══ RECORDS FOR THE TASK ══

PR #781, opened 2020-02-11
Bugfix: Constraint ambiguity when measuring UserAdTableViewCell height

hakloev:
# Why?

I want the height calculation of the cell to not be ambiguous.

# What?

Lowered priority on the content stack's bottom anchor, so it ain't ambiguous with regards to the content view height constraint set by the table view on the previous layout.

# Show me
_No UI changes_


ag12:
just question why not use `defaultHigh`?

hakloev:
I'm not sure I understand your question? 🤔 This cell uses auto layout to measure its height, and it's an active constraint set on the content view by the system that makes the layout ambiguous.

═══

▶ **EXERCISE DETAILS**
Copy exactly the line that contains "just question why" and every line after it, up to and including the last line of the records.

▶ **ANSWER TO THIS TASK**
just question why not use `defaultHigh`?

hakloev:
I'm not sure I understand your question? 🤔 This cell uses auto layout to measure its height, and it's an active constraint set on the content view by the system that makes the layout ambiguous.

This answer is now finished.